== Goal of the exercise ==
Which lines below include "newBoundingRect"? Copy them all.

== Records for this exercise ==
►

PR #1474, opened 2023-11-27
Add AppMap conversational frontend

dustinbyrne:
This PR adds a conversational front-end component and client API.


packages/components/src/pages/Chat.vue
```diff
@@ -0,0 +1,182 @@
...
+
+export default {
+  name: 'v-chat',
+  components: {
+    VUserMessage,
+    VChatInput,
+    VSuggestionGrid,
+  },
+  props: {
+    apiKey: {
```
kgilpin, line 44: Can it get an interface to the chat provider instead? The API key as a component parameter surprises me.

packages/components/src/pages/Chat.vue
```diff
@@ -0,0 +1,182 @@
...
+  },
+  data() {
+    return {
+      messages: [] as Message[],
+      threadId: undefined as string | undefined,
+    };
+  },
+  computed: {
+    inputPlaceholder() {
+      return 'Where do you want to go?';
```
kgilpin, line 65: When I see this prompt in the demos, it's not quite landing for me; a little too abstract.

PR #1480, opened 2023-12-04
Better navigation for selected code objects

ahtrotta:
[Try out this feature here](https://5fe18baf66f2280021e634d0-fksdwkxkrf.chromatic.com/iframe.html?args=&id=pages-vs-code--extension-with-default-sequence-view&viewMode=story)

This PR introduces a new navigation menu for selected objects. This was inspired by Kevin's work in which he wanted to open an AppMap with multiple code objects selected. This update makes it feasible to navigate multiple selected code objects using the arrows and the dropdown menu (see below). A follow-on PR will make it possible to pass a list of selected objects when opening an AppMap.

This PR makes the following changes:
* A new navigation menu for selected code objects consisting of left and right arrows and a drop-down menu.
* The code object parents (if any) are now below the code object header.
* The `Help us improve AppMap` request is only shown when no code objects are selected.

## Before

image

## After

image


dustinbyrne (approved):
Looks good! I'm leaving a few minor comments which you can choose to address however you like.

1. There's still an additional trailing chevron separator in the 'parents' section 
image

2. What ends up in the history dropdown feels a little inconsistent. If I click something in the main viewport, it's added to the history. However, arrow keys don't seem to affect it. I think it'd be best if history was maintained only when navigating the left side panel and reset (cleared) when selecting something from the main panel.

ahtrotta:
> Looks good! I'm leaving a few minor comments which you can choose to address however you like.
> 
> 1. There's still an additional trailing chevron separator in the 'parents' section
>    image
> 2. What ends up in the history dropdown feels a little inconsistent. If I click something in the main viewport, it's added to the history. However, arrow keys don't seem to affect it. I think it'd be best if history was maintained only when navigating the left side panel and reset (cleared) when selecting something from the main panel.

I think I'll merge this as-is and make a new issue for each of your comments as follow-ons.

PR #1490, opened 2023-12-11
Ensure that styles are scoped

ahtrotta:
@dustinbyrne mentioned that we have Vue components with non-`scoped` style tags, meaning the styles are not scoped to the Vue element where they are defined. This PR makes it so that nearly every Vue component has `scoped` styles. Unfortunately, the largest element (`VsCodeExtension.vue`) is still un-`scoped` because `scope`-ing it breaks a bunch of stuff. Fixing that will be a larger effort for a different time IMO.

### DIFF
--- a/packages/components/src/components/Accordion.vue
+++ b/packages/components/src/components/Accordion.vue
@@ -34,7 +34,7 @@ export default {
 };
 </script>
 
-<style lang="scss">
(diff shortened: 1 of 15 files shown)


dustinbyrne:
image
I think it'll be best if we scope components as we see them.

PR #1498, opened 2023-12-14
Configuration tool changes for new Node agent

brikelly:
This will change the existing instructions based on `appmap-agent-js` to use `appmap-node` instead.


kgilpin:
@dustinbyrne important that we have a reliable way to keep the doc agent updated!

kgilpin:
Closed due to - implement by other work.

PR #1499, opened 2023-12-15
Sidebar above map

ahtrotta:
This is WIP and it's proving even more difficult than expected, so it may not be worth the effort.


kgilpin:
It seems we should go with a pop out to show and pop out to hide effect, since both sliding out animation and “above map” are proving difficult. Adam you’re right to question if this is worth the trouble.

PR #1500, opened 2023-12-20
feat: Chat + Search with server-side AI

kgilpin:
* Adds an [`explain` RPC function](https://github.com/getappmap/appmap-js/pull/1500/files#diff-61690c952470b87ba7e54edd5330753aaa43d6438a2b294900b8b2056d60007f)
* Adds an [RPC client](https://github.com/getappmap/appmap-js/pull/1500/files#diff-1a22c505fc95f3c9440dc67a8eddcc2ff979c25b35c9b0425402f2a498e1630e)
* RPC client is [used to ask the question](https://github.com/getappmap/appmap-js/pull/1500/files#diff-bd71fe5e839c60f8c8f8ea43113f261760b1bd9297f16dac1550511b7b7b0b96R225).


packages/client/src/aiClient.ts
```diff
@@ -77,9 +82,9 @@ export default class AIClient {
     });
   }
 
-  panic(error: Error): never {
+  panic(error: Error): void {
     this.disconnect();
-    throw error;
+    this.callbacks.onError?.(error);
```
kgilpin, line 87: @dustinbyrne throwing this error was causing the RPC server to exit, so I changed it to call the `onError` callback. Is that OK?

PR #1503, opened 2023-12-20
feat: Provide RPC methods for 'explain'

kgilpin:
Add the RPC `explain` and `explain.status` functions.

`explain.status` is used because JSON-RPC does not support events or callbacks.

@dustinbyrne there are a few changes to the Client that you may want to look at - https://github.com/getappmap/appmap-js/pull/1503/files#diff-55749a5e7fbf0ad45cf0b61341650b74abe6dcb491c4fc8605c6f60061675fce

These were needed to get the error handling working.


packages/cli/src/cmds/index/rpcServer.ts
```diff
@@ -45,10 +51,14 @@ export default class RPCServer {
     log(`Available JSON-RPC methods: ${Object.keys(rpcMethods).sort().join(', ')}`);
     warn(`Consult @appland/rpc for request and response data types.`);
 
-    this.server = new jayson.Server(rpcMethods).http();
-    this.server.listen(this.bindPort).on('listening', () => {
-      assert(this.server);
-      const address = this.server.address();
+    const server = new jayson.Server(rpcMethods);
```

◄
►

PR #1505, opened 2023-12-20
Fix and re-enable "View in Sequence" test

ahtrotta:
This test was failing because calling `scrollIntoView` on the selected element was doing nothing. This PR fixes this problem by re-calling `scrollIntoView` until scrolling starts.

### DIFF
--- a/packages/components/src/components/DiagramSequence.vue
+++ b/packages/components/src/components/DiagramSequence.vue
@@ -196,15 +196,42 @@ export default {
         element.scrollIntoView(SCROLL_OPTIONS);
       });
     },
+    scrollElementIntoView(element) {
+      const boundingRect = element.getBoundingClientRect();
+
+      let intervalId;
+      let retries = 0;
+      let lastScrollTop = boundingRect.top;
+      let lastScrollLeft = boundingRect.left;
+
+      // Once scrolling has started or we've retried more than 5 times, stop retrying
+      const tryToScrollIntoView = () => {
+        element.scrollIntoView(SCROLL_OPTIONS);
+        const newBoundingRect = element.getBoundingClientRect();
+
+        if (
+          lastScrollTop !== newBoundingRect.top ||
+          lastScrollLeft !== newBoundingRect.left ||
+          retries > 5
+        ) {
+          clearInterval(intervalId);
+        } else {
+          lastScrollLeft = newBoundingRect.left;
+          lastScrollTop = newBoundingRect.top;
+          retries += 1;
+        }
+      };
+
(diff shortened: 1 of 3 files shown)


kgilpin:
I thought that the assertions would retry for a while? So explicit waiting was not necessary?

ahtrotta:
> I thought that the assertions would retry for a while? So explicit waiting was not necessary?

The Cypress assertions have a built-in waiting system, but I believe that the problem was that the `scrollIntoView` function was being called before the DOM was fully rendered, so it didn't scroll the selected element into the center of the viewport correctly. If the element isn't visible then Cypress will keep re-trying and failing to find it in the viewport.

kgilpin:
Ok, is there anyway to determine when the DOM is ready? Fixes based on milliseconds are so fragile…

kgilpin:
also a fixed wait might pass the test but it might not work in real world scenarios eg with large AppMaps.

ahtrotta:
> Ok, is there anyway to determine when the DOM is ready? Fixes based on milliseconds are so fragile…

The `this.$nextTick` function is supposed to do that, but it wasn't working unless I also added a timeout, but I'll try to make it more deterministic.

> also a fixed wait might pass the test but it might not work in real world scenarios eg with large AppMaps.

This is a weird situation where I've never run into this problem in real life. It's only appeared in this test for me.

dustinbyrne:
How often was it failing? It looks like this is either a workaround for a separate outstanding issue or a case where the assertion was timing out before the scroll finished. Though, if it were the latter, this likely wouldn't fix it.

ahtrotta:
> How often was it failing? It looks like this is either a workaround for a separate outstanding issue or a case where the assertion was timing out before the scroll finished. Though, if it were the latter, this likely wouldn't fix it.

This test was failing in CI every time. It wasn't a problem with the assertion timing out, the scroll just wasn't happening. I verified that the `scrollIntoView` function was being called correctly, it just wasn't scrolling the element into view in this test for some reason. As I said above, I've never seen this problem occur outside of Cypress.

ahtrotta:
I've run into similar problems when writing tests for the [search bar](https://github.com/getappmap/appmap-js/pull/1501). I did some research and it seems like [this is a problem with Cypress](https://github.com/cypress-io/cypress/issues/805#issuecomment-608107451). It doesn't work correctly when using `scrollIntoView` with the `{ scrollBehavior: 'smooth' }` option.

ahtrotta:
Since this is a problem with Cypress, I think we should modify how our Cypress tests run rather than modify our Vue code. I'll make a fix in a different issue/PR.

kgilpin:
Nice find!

◄
►

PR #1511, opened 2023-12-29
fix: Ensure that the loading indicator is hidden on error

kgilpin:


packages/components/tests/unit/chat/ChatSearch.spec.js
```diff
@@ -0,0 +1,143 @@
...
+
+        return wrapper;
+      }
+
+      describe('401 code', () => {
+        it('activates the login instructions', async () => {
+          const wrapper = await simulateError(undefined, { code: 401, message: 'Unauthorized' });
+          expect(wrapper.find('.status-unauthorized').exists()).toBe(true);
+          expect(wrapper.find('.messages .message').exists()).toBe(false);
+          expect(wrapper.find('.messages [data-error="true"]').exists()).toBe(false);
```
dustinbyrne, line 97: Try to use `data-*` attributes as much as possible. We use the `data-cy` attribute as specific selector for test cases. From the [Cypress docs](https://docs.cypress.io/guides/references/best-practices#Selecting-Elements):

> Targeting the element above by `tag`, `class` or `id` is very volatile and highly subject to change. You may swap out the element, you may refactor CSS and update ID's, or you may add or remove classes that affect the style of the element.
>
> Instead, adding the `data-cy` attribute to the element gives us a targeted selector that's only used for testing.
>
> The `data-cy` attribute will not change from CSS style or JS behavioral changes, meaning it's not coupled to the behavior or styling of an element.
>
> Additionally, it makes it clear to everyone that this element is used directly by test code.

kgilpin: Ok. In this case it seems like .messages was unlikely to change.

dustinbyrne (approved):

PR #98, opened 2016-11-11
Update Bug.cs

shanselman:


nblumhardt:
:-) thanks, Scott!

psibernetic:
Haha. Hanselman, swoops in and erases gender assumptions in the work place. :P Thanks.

◄

== Solution for this problem ==
+        const newBoundingRect = element.getBoundingClientRect();
+          lastScrollTop !== newBoundingRect.top ||
+          lastScrollLeft !== newBoundingRect.left ||
+          lastScrollLeft = newBoundingRect.left;
+          lastScrollTop = newBoundingRect.top;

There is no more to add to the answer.